**What is needed**
The answer must be every line from the entries below that contains "core".
#### Source information
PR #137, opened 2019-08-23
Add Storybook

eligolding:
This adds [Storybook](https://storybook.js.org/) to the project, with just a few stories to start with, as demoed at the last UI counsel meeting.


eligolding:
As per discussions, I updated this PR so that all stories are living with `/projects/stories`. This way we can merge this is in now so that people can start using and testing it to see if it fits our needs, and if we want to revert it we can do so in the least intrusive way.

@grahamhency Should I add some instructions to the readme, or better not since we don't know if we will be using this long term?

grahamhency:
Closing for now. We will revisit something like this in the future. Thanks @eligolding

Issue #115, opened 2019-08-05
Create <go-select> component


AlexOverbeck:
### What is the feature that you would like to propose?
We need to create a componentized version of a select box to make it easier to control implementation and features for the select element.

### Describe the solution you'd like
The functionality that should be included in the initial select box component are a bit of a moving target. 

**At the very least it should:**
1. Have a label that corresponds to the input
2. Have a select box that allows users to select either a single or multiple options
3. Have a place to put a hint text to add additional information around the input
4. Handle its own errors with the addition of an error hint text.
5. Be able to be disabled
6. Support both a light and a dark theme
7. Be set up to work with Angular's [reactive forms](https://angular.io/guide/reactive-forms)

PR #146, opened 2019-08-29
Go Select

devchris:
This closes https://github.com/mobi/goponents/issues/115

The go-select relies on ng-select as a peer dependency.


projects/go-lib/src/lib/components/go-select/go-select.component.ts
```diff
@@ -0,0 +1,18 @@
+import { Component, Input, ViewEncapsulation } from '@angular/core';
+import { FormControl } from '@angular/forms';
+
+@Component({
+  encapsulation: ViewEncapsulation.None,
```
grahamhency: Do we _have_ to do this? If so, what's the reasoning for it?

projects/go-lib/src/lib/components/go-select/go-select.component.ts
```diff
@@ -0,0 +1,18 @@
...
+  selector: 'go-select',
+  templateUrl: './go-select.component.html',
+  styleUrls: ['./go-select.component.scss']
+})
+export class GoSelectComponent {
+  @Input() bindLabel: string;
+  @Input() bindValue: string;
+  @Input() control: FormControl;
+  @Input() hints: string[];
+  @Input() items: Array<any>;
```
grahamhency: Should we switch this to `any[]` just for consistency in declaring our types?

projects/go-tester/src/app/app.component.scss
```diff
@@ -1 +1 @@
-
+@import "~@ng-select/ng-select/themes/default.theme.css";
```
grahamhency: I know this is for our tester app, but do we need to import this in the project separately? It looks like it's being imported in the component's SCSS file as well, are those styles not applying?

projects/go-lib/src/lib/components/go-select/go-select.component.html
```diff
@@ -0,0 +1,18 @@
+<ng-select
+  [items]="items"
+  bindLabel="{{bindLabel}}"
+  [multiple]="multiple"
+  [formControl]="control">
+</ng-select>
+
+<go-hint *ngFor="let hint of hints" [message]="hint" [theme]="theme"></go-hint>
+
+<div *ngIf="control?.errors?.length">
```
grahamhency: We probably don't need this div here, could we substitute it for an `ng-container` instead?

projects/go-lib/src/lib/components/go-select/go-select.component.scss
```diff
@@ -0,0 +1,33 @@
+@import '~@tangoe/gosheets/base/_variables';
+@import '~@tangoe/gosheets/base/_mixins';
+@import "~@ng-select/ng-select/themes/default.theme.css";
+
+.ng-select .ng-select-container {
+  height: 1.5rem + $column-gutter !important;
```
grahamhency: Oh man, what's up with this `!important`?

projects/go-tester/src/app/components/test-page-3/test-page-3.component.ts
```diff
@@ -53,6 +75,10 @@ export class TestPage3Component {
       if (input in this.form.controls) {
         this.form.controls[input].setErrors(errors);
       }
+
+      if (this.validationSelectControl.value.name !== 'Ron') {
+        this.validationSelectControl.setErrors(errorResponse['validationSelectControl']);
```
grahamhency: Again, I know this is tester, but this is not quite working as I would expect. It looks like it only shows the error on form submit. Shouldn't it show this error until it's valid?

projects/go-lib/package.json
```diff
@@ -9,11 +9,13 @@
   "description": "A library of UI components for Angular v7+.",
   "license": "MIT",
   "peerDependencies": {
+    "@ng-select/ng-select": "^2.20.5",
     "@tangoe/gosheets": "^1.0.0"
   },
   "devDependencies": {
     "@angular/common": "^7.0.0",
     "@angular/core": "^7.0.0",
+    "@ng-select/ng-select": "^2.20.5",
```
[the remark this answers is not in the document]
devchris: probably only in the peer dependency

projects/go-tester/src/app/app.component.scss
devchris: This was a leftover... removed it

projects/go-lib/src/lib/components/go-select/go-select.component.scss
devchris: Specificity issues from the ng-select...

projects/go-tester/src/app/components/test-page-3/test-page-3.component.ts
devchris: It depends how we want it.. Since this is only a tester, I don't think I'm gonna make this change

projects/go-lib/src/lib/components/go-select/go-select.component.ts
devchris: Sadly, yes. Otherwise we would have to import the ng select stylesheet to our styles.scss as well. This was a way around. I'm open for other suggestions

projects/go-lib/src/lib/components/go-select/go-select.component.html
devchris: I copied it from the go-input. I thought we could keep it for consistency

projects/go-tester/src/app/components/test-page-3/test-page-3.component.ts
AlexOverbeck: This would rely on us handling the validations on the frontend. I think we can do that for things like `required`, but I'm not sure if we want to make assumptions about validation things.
########
#### Source information
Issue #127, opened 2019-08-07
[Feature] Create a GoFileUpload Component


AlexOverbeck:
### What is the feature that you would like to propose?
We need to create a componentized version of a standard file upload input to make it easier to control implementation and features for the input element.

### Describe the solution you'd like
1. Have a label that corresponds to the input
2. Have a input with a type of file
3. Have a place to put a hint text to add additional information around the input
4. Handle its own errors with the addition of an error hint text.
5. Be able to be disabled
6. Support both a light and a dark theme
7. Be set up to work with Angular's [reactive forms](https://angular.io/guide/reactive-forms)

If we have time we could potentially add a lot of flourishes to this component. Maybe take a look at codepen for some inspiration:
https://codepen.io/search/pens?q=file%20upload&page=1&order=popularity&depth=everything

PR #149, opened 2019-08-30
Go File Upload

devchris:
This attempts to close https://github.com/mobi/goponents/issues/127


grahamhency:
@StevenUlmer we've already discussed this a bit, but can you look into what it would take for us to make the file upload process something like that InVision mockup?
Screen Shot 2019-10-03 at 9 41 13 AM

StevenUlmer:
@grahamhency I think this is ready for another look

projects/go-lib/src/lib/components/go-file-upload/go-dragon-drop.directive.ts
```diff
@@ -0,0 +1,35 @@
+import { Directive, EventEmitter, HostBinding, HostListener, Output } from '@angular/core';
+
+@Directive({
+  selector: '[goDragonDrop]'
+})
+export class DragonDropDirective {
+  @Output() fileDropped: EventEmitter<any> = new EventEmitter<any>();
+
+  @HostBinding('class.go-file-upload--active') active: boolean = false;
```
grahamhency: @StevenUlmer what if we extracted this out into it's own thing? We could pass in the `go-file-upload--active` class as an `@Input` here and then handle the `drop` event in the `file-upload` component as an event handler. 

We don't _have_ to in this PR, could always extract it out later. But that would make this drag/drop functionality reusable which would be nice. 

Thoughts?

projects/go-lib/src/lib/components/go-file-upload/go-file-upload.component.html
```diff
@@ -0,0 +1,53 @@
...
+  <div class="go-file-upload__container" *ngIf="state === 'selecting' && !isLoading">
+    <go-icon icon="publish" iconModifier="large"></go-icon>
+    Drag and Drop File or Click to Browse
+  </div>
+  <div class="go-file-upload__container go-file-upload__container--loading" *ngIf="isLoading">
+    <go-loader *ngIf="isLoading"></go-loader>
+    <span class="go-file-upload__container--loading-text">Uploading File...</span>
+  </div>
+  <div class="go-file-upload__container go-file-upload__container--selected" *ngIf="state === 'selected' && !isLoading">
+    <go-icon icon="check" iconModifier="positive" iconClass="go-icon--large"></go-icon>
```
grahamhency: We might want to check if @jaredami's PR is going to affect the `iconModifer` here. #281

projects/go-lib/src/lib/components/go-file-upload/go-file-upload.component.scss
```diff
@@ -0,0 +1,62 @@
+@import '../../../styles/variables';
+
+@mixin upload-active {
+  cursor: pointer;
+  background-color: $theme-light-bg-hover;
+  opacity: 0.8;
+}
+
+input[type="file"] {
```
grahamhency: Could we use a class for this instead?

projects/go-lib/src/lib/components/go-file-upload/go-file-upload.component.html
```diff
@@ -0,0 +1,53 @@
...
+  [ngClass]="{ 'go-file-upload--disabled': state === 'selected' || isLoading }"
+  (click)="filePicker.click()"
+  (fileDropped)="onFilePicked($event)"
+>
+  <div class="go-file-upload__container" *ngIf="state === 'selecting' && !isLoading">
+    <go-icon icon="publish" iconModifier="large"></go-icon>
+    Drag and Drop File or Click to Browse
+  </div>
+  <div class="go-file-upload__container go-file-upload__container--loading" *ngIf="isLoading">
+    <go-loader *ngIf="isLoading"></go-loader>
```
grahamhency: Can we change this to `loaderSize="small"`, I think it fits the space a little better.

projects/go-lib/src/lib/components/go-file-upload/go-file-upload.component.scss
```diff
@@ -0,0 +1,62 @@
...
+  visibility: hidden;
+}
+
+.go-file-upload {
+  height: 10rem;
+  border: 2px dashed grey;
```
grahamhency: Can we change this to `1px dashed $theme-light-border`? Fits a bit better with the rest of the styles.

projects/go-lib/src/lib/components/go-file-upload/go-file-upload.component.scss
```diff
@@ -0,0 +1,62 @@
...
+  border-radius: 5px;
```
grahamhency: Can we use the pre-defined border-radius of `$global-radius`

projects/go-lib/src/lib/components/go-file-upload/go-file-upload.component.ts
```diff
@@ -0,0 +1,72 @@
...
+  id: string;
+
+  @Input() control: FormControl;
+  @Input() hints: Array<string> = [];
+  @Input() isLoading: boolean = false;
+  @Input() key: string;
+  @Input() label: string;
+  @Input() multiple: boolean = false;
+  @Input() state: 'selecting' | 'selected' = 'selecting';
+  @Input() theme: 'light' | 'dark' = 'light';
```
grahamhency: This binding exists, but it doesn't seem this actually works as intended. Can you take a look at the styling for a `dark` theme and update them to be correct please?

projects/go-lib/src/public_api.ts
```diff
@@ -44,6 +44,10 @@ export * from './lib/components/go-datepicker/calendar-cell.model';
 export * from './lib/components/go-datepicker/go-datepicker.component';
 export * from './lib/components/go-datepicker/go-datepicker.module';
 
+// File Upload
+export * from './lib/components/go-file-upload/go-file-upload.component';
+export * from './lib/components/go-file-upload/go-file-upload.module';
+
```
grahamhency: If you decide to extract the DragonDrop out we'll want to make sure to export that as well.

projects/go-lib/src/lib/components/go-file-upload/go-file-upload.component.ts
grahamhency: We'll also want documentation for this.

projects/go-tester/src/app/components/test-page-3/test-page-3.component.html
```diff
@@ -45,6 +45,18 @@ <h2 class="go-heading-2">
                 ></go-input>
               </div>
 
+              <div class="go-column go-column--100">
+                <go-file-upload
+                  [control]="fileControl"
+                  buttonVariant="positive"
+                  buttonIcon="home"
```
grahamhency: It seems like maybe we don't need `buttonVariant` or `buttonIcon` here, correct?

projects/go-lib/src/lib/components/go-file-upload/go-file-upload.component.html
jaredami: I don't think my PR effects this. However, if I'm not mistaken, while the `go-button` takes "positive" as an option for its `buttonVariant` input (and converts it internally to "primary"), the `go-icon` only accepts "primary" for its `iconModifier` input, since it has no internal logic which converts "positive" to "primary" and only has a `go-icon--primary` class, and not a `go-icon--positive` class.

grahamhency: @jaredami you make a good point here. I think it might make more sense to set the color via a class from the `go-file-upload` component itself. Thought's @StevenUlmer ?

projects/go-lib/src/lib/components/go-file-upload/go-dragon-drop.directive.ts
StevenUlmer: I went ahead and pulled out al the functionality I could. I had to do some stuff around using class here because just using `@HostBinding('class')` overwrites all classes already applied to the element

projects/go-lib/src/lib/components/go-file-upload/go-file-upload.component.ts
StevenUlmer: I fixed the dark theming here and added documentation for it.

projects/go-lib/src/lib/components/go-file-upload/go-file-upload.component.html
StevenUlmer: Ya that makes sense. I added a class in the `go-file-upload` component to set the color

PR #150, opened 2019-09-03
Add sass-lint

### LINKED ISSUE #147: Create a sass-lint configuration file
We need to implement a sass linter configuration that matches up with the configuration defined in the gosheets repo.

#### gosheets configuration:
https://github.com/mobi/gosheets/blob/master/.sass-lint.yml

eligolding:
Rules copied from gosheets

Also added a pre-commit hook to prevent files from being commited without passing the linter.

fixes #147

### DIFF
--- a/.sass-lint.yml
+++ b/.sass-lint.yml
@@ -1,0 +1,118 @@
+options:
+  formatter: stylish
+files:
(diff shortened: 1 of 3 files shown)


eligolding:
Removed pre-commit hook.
########
#### Source information
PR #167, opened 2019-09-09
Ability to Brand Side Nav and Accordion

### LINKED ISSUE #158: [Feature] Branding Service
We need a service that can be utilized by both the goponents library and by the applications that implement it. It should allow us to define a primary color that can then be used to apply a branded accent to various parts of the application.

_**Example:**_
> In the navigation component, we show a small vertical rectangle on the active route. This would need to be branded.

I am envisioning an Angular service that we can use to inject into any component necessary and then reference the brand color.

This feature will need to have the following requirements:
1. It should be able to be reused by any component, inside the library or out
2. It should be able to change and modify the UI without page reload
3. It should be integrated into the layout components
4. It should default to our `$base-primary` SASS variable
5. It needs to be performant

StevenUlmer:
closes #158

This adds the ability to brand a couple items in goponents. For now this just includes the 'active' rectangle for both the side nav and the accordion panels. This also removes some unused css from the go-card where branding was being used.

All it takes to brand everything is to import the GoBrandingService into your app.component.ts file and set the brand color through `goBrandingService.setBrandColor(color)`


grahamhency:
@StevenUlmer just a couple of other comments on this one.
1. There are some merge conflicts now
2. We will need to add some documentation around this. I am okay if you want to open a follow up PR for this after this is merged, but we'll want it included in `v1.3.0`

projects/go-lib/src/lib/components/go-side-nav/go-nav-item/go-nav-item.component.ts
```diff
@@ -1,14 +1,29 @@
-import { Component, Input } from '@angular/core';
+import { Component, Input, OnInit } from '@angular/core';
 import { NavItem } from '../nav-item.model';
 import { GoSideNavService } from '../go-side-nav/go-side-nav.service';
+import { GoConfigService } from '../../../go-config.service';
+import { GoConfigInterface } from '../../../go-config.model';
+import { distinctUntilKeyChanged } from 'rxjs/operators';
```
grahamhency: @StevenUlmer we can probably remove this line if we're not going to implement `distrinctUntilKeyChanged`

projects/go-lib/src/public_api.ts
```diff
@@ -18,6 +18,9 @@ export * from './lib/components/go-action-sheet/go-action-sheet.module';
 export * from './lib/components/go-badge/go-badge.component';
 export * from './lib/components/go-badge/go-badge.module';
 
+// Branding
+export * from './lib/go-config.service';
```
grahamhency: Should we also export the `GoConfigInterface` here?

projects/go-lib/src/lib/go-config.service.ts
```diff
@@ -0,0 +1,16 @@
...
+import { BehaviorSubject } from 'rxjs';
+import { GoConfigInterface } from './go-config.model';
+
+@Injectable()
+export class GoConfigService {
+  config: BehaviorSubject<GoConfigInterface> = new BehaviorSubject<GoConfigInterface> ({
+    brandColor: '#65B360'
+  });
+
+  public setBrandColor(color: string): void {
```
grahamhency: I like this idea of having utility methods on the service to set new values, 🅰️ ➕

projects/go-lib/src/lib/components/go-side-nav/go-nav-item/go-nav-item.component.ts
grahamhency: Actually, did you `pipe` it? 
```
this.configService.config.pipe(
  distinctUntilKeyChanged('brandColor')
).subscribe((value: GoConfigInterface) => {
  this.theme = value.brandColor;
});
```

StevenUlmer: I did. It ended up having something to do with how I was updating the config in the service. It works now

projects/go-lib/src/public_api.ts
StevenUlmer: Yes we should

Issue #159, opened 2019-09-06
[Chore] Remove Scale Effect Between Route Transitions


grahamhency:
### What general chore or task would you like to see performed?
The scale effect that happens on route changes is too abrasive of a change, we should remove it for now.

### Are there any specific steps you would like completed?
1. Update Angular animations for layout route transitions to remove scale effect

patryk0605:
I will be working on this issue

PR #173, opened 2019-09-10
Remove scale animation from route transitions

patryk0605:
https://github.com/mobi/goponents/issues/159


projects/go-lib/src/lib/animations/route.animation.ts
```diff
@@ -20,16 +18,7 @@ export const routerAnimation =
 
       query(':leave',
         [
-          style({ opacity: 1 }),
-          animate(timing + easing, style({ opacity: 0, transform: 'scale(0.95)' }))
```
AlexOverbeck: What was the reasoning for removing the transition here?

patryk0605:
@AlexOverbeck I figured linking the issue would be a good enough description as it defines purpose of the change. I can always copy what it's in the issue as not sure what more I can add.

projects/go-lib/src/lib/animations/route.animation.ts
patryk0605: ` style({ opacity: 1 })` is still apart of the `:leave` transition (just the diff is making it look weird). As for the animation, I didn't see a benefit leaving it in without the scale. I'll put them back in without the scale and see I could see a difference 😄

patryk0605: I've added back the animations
########
**Answer section**
+import { Component, Input, ViewEncapsulation } from '@angular/core';
     "@angular/core": "^7.0.0",
+import { Directive, EventEmitter, HostBinding, HostListener, Output } from '@angular/core';
-import { Component, Input } from '@angular/core';
+import { Component, Input, OnInit } from '@angular/core';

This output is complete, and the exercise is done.